Natural quasicrystals may form from object collisions in the solar system

Quasicrystals and their ornate structures have transfixed researchers for decades, but only one natural sample has ever been found on Earth. Now a group of scientists from the US and Italy has shed some light on how and where these strange crystal arrangements come into being.

© PNAS

Firing a tantalum bullet into an a magnesium iron silicate (olivine) sample produced quasicrystalline areas (labelled i-phase; x-ray diffraction pattern on the right)

Most crystal lattices are built on the pillars of order and periodicity, such as rock salt or diamond, for instance. But in 1982 Dan Shechtman, who was later awarded the 2011 chemistry Nobel prize for his work, found a structure that rocked crystallography: an ordered aluminium–manganese lattice that has a non-repeatable pattern.

Since Shechtman’s discovery, a number of exotic quasicrystals have been made in the lab and found their way into a range of products, from non-stick frying pans to LED lights. But it wasn’t until 2011 that one was found in nature. A meteoritic sample unearthed from the Khatyrka river in Russia contained icosahedrite, an aluminium–copper–iron quasicrystal.  

Now Paul Asimow from Caltech, US, and his colleagues have tried to test the theory that such structures are formed from collisions in the solar system.

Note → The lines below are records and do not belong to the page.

PR #2308, opened 2022-01-13
US134136: Show embed view for imported SCORM topics on FACE page

ianlaidlaw:
lms pr: https://github.com/Brightspace/lms/pull/17903

Adds the preview component for showing embedded imported SCORM packages. There is another view for showing the attachments view if it cannot be embedded, but as of right now the logic is hard coded to always show the embed view. ~I am still determining if a) that is something we can even determine, b) if it's even necessary or possible for it not to be embedded. With normal SCORM we always show the embed view and my current thinking is that this should be the same.~
We will be keeping the hardcoded `true` value in case these needs to change in the future, but for now we will be treating this the same as the normal SCORM page.

## SCREENSHOTS:

image

image

image

importedscorm


components/d2l-activity-editor/d2l-activity-content-editor/imported-scorm/d2l-activity-content-imported-scorm-activity-detail.js
```diff
@@ -89,6 +90,12 @@ class ContentImportedScormActivityDetail extends SkeletonMixin(ErrorHandlingMixi
 				?skeleton="${this.skeleton}"
 				?showLabel="${false}"
 			></d2l-activity-content-external-activity-container>
+
+			<d2l-activity-content-imported-scorm-preview
+				.entity="${importedScormActivityEntity}"
+				?skeleton=${this.skeleton}
+				?showActivityPreview=${true}
```
ianlaidlaw, line 97: hard coding this to true for now. as mentioned in the pr description I am still determining if this is something we can even do, or if it's even necessary to do.

components/d2l-activity-editor/d2l-activity-content-editor/imported-scorm/d2l-activity-content-imported-scorm-preview.js
```diff
@@ -0,0 +1,90 @@
...
+		`;
+	}
+
+	_renderAttachmentView(importedScormActivityEntity) {
+		if (!importedScormActivityEntity) {
+			return html``;
+		}
+
+		const attachment = {
+			name: this.localize('content.scormActivity'),
```
ianlaidlaw, line 67: confirming this with design

components/d2l-activity-editor/d2l-activity-content-editor/imported-scorm/d2l-activity-content-imported-scorm-preview.js
```diff
@@ -0,0 +1,90 @@
...
+			skeleton: { type: Boolean },
+			showActivityPreview: { type: Boolean }
+		};
+	}
+
+	static get styles() {
+		return  [
+			super.styles,
+			activityContentEditorStyles,
+			css`
```
coffeexcode, line 23: I think we're missing the border styles around the preview component.

coffeexcode (commented):
LGTM. Just a single thing

components/d2l-activity-editor/d2l-activity-content-editor/imported-scorm/d2l-activity-content-imported-scorm-preview.js
coffeexcode: I agree for LOR, but the regular SCORM one should have some spacing around it. Something looks weird on the page in your screenshot. 

The SCORM page should look like this (which has some padding)
image

ianlaidlaw: I believe the padding is only applied to the subtitle (last edited...) which looks to be optional?
```
				.d2l-external-activity-subtitle {
					display: inline-block;
					height: 1rem;
					margin: 12px 0;
				}

....

	_renderSubTitle() {
		return this.subTitle
			? html`
				<p class="d2l-body-small d2l-skeletize d2l-external-activity-subtitle">
					${this.subTitle}
				</p>`
			: html``;
	}
```

could that be why my screenshot looks weird, since I don't have a subtile?

ianlaidlaw: it's worth noting i just quickly tested with a broken quad SCORM topic, but the styling should be the same even if the topic is broken. unless subtitle isn't actually supposed to be optional?

coffeexcode: Oh yeah that would be it... I guess even better for the recent changes. It's not optional anymore so it should match up now.

ianlaidlaw:
pr description screenshots are slightly out of date, the preview now has a border:

# BEFORE:

image

# AFTER:

image

PR #2314, opened 2022-01-17
US135293 - remove old date-time picker - replace with d2l-input-datetime

annabelsegalld2l:
The old date-picker is deprecated, so we want to replace its last use with the new d2l-input-date-time. 

Made some slight UI changes to accommodate for the new date-picker: 

- Made the dialog fullscreen so we don't need to resize every time a radio button is selected, and the date-picker has more space to open.
- Removed the break between the body text and set of radio buttons to make sure the calendar footer is visible on most screens (otherwise, the users will need to scroll, which is still doable). Note on mobile the date-picker behaves differently, popping out from the bottom rather than dropping down from the input.

Before: 
old-calendar

After: 
new-calendar

Mobile mode: 
new-calendar-mobile


components/d2l-quick-eval/dismiss/d2l-quick-eval-action-dismiss-dialog.js
```diff
@@ -52,9 +34,8 @@ class D2LQuickEvalActionDialog extends RtlMixin(LitQuickEvalLocalize(LitElement)
 		const groupID = this._genGroupID();
 
 		return html`
-			<d2l-dialog title-text="${this.localize('dismissActivity')}">
+			<d2l-dialog-fullscreen title-text="${this.localize('dismissActivity')}">
```
annabelsegalld2l, line 37: I think making this dialog a fullscreen rather than constantly resizing the dialog whenever we change radio options is a bit cleaner and prevents the dialog from jumping around the screen.

components/d2l-quick-eval/dismiss/d2l-quick-eval-action-dismiss-dialog.js
```diff
@@ -52,9 +34,8 @@ class D2LQuickEvalActionDialog extends RtlMixin(LitQuickEvalLocalize(LitElement)
...
 				<div class="d2l-body-standard">${this.localize('dismissingAnActivityHides')}</div>
-				<br/>
```
annabelsegalld2l, line 57: Cleared this break element to make more space for the whole calendar to be seen on most screens. I can definitely put it back in but I thought it would be good to get the footer of the calendar visible without scrolling.

components/d2l-quick-eval/dismiss/d2l-quick-eval-action-dismiss-dialog.js
```diff
@@ -113,41 +87,32 @@ class D2LQuickEvalActionDialog extends RtlMixin(LitQuickEvalLocalize(LitElement)
...
 	_getDialog() {
 		return this.shadowRoot.querySelector('d2l-dialog');
 	}
 
 	_updateProp(propName) {
 		this.selectedRadio = propName;
-		this._getDialog().resize();
-	}
-
-	_getIso8601Date(date) {
```
annabelsegalld2l, line 125: The new component takes care of all the localization for us 🎉 . Also deleted the tests for this function since they will no longer be needed.

components/d2l-quick-eval/dismiss/d2l-quick-eval-action-dismiss-dialog.js
```diff
@@ -113,41 +87,32 @@ class D2LQuickEvalActionDialog extends RtlMixin(LitQuickEvalLocalize(LitElement)
...
-						placeholder="MM|DD|YYYY"
-						min="${minDate}"
-						hide-label
-						always-show-time
-					></d2l-datetime-picker>
+					<d2l-input-date-time
+						@change="${this._onDatetimePickerDatetimeChanged}"
+						min-value="${minDate}"
+						label-hidden
+						label="${this.localize('dismissUntil')}"
```
annabelsegalld2l, line 112: Labels are required on all the date pickers now, so I just used the "dismiss until..." string for now, but we can make a new langterm as well.

components/d2l-quick-eval/dismiss/d2l-quick-eval-action-dismiss-dialog.js
```diff
@@ -1,33 +1,15 @@
...
-import '@brightspace-ui/core/components/dialog/dialog.js';
+import '@brightspace-ui/core/components/dialog/dialog-fullscreen.js';
 import '@brightspace-ui/core/components/button/button.js';
-import 'd2l-datetime-picker/d2l-datetime-picker.js';
+import '@brightspace-ui/core/components/inputs/input-date-time.js';
 import 'd2l-polymer-behaviors/d2l-id.js';
 import { DISMISS_TYPES } from './dismiss-types.js';
 
-// shim for vaadin calendar to overlay on top of the dialog
-(()=>{
```
annabelsegalld2l, line 14: We can delete this Vaadin shim styling code used for the old date-picker.

components/d2l-quick-eval/dismiss/d2l-quick-eval-action-dismiss-dialog.js
jeroach: Yeah this seems appropriate to me

For context:
https://github.com/BrightspaceHypermediaComponents/activities/blob/master/components/d2l-quick-eval/lang/en.js#L20

jeroach (approved):
LGTM

Scy-D2L (dismissed):

components/d2l-quick-eval/dismiss/d2l-quick-eval-action-dismiss-dialog.js
```diff
@@ -113,41 +88,33 @@ class D2LQuickEvalActionDialog extends RtlMixin(LitQuickEvalLocalize(LitElement)
...
-			return date.format('YYYY-MM-DD');
-		}
 	}
 
 	renderDatePicker(selectedRadio) {
-		/* global moment:false */
-		const now = moment();
-		const minDate = this._getIso8601Date(now);
+		// minimum date-time allowed is now (to the minute)
+		const minDate = formatDateTimeInISO(convertLocalToUTCDateTime(getToday()));
```
annabelsegalld2l, line 105: So sorry for the re-review! Just made this quick fix here. It makes sure the minimum date required is now. So if it is 12:00PM, the date picker will only allow you to enter 12:01PM or later on today's date. This actually fixes a bug in the previous date-picker, where you could set the dismiss until to today's date but an earlier time, throwing an exception. (the code I had previously was using the local time instead of the UTC time, needed to add that conversion in the middle)

jeroach: No worries at all :)

jeroach (approved):

Scy-D2L (approved):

The team fired a tantalum bullet at 2000mph into a stack of targets, including olivine and an iron–nickel meteorite sample, to replicate a high-velocity impact between objects in space.

The shock wave passing through the target forces a quasicrystal to form with a similar composition to icosahedrite.

‘The shock-induced synthesis demonstrated in this experiment reinforces the evidence that natural quasicrystals formed during a shock event,’ the researchers conclude in their paper. They add, however, that the precise mechanism by which quasicrystals form under such conditions remains an open question.